There’s also the Palin push to contend with. On Tuesday, the veep nominee drew big crowds to rallies in Reno and Henderson. According to Wayne Root, the Palin airlift is a conscious effort by the Republican Party to counteract his influence. “They picked Sarah Palin, I believe, because they said this guy has a shtick, this guy has an image—Wayne Root—that works, let’s go find something like it. And Sarah Palin is a female version of my image.” (For Root’s extended soliloquy on the similarities—and fundamental difference—between himself and Sarah Palin, click here.)

And Root may not be wrong. In a Zogby poll conducted just before Palin was chosen as McCain’s running mate, the Barr-Root ticket had 10 percent of the vote in Libertarian-friendly Nevada—not far off the number that Ron Paul pulled in the GOP caucus. (Paul isn’t on the ballot in Nevada for the general election, and after a dispute with Barr, he’s thrown his support to Chuck Baldwin of the Constitution Party.) In Zogby’s latest four-way poll, conducted Oct. 9 to 13, Barr is down to 1.2 percent, below Ralph Nader’s 1.6 percent and “someone else” at 2.7. What gives? “When [Palin] joined the ticket, conservatives came flooding home,” explains Zogby’s Fritz Wenzel. “They are now showing some discontent over McCain’s handling of the financial bailout and are again leaving, but they are now going to Obama, not Barr.”

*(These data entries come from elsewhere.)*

PR #1134, opened 2024-08-19
lazyRender prop

chrisFrazier77:


dkonieczek (approved):

korgon (approved):
This is a step in the right direction. I'm wondering if 10% is the right default value though... I'll verify these changes with the implementations leadership prior to merging.

PR #1135, opened 2024-08-19
esLint improvements

chrisFrazier77:


korgon (commented):
:confused: ... why did these assertions need to be changed?

PR #1142, opened 2024-08-28
Develop -> Templates

korgon:
Welp, this was a bit more effort than expected.


korgon:
Didn't think it had been 3 months since we last did this... 🤔

PR #1153, opened 2024-09-03
refactor: template store constructor interface typing

dkonieczek:


packages/snap-preact/src/Templates/Stores/TemplateStore.ts
korgon, line 1: What about the constructor in the TemplateStore?

korgon: Similar thing there with config vs. settings - a bit confusing I think to have both...

korgon (changes requested):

Wayne Allyn Root the oddsmaker pegs McCain as a 13-to-12 favorite in Nevada, though he does give the Libertarian ticket a “less than 50-50” shot of becoming a Ross Perot-like spoiler. If Obama wins the state, he says, “it will be because Bob Barr and I got between 6 and 10 percent.” Root’s future plans: “In 2012, I expect to be the [Libertarian] nominee. … With my personality, which is bigger than life, I will attract five to 10 million votes in a Ross Perot-like number. And then in 2016, I will be a credible candidate for president of the United States. And in 2020, I’ll win it.” He also plans to continue picking NFL winners, which could perhaps lead to the happy outcome of the Super Bowl becoming a national day of rest.

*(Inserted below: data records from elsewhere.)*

PR #1154, opened 2024-09-03
refactor: move attribute tracking from Tracker to Snap

dkonieczek:


packages/snap-controller/src/Recommendation/README.md
```diff
@@ -8,7 +8,7 @@ The `RecommendationController` is used when making queries to the API `recommend
 |---|---|:---:|:---:|
 | id | unique identifier for this controller | ➖ | ✔️ |
 | tag | unique name of the recommendations profile | ➖ | ✔️ |
-| realtime | update recommendations if cart contents change (requires [cart attribute tracking](https://github.com/searchspring/snap/blob/main/docs/INTEGRATION.md)) | ➖ |   |
+| realtime | update recommendations if cart contents change (requires [cart attribute tracking](https://github.com/searchspring/snap/blob/main/docs/INTEGRATION_TRACKING.md)) | ➖ |   |
```
korgon, line 11: Good catch!

packages/snap-preact/src/Snap.tsx
```diff
@@ -265,6 +265,65 @@ export class Snap {
 	};
 
 	public handlers = {
```
korgon, line 267: Maybe we could put the different handlers into a separate file (similar to the events) to keep things tidy?

packages/snap-preact/src/setupEvents.test.tsx
```diff
@@ -193,4 +207,67 @@ describe('setupEvents', () => {
...
+	describe('controller/updateRecs', () => {
+		it('can listen for controller/updateRecs event and invoked without parameters', () => {
+			expect(makeSearchSpy).not.toHaveBeenCalled();
+
+			//no data passed at all
+			expect(() => {
+				eventManager.fire('controller/updateRecs');
+			}).not.toThrow();
+
+			expect(makeSearchSpy).toHaveBeenCalledTimes(1);
```
korgon, line 220: We should test that multiple controllers search function was called (would need multiple spies perhaps?).

packages/snap-preact/src/setupEvents.test.tsx
```diff
@@ -193,4 +207,67 @@ describe('setupEvents', () => {
...
+		});
+
+		it('can pass exact match controllerId', () => {
+			expect(makeSearchSpy).not.toHaveBeenCalled();
+			const controllerIds = 'recommend_similar_0';
+			expect(() => {
+				eventManager.fire('controller/updateRecs', { controllerIds });
+			}).not.toThrow();
+
+			expect(makeSearchSpy).toHaveBeenCalledTimes(1);
```
korgon, line 232: How can we be sure the search was called on the controller we provide the `id` for?

packages/snap-preact/src/setupEvents.test.tsx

Who is Michael Krein going to vote for? While he calls himself “a staunch conservative, bordering on social Darwinism,” he says that he’ll probably make more money if Obama is elected. “You increase taxes, you’re going to affect jobs; you affect jobs, you create more foreclosures. Sorry, that’s how life works.” Is that reason enough to vote for Obama? Krein’s not saying. He does say, however, that he’s not necessarily rooting for more foreclosures. “At this point,” he says, “I’ve got plenty.”